PR #26562, opened 2026-03-22
[HomeAssistant] Fix "Show Entity IDs" preference being completely non-functional

rspeicher:
## Description

Two bugs combined to make the "Show Entity IDs" checkbox do nothing:

1. `shouldDisplayEntityID()` read `preferences.instance` (the HA URL textfield, always truthy) instead of `preferences.showEntityId` (the actual checkbox).

2. The subtitle logic was inverted: `if (shouldDisplayEntityID())` suppressed the entity ID instead of showing it.

These cancelled out in practice — the always-true result meant entity IDs were always hidden, which matched the default unchecked state. But toggling the checkbox had no effect either way.

> [!NOTE]
> Might conflict with https://github.com/raycast/extensions/pull/26561. This one should probably be merged first.

## Checklist

### DIFF
--- a/extensions/homeassistant/src/components/state/list.tsx
+++ b/extensions/homeassistant/src/components/state/list.tsx
@@ -89,7 +89,7 @@ export function StateListItem(props: { state: State }): React.ReactElement {
         icon = ha.urlJoin(ep);
       }
     }
-    if (shouldDisplayEntityID()) {
+    if (!shouldDisplayEntityID()) {
       return extra;
     }
     if (extra) {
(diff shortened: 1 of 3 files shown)


extensions/homeassistant/src/components/state/list.tsx
rspeicher, line 93: `extra` in this case is only a media player's content information. So if we _don't_ want to display entity IDs, we just return that early.

If we _do_ want to display entity IDs, the two get merged below.

It's kind of a weird way to structure this, but I'm just making the minimal change.

pernielsentikaer (approved):
Looks good to me, approved 🔥

PR #26563, opened 2026-03-22
Fix potential search error in the Linkwarden Raycast extension

trucke:
### Fix potential search error in the Linkwarden Raycast extension

When no collection is selected, the search command was sending an empty collectionId= to the API — which expects an integer, so it responds with a 400 Bad Request. On top of that, search text wasn't being URL-encoded, so typing characters like &, #, or = would break the query string and cause similar errors.

Changes:
- Only include collectionId param when a collection is actually selected
- Use URLSearchParams to properly encode all query parameters
- Surface fetch errors to the user via toast (previously silently swallowed)
- Strip trailing slashes from the instance URL to avoid double-slash API paths

Note: GET /api/v1/links is marked as deprecated in the Linkwarden API docs (https://docs.linkwarden.app/api/retrieve-a-list-of-links) in favor of GET /api/v1/search.

## Checklist

### DIFF
--- a/extensions/linkwarden/CHANGELOG.md
+++ b/extensions/linkwarden/CHANGELOG.md
@@ -1,6 +1,6 @@
 # Linkwarden Changelog
 
-## [Fix Potential Search Errors] - {PR_MERGE_DATE}
+## [Fix Potential Search Errors] - 2026-03-23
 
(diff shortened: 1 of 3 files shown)


pernielsentikaer (approved):
Looks good to me, approved 🔥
============================================================
Your instructions -
Lines above with "extra" in them are the ones to copy.

Written response -
       return extra;
     if (extra) {
rspeicher, line 93: `extra` in this case is only a media player's content information. So if we _don't_ want to display entity IDs, we just return that early.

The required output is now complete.